** WHAT IS NEEDED **
Across these entries, work out how many lines carry the string "development", and give only that number.
(DATASET RECORDS Opens)
PR #791, opened 2020-06-25
Limit number of files to be uploads (Task #16681)

acrias:
This PR allow you to limit the number of files allowed to be uploaded for each field

### DIFF
--- a/webroot/js/fileinput-load.js
+++ b/webroot/js/fileinput-load.js
@@ -166,9 +166,12 @@ $(document).ready(function () {
             showDrag = true;
         }
 
+        var maxFileCountAllowed = $(inputField).data('file-limit');
+
         var existing = {
             showUpload: false,
             showCaption: true,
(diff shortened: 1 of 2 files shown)


webroot/js/fileinput-load.js
```diff
@@ -315,10 +318,13 @@ $(document).ready(function () {
         if (1 == $(inputField).attr('data-file-order')) {
             showDrag = true;
         }
+
+        var maxFileCountAllowed = $(inputField).data('file-limit');
         // Keep existing images on adding new images,
         // overwrtting default options in case of existing files
         var existing = {
             showUpload: false,
+            maxFileCount: maxFileCountAllowed,
```
softius, line 327: @acrias we get unlimited file uploads, when the limit is not set right?

acrias: @softius if you do not specify any limit the files that can be uploaded are unlimited

PR #207, opened 2021-11-28
merge development to master

Hirogen:
merge development into master and also:
Added parsesing support for old latin date format "gg"
Latin Date String: (a.C.n.  ante Christum natum)


Hirogen:
preparation for release 1.8.8 if i get the versioning to work

PR #216, opened 2022-03-27
updated the nuget packages to use newer versions

Hirogen:
updated the nuget packages to use newer versions

### DIFF
--- a/GitVersion.yml
+++ b/GitVersion.yml
@@ -1,0 +1,5 @@
+mode: ContinuousDelivery
+branches: {}
+ignore:
+  sha: []
+merge-message-formats: {}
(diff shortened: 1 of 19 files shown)


Hirogen:
somehow gitversion works on my machine but not with the appveyor ci -.-

Hirogen:
something with the GitVersion.BranchName or the GitVersion.SHA...

Hirogen:
GitVersion.BranchName and GitVersion.SHA currently not working, with GitVersion 5.9.0, probably this problem => https://github.com/GitTools/GitVersion/pull/3033
Commted it out, so it is not used

PR #223, opened 2022-06-20
Json options read and write

Hirogen:
Settings will now be read and written as JSON File!
If somebody need to create a json file, ReRelease Version 1.8.7 can save the settings as json


Hirogen:
This will fix: !219

Petro31:
> Settings will now be read and written as JSON File! If somebody need to create a json file, ReRelease Version 1.8.7 can save the settings as json

Uh, how?  There's no option for json export of the settings...

Hirogen:
the rerelease of version 1.8.7 saves the settings as json file as well when you press save

PR #225, opened 2022-06-21
Highlight import no json selectable

Hirogen:
Highlight import no json was selectable, still .dat file


Hirogen:
Also renamed Events to use OnEvent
(DATASET RECORDS Closes)
** RESULT **
2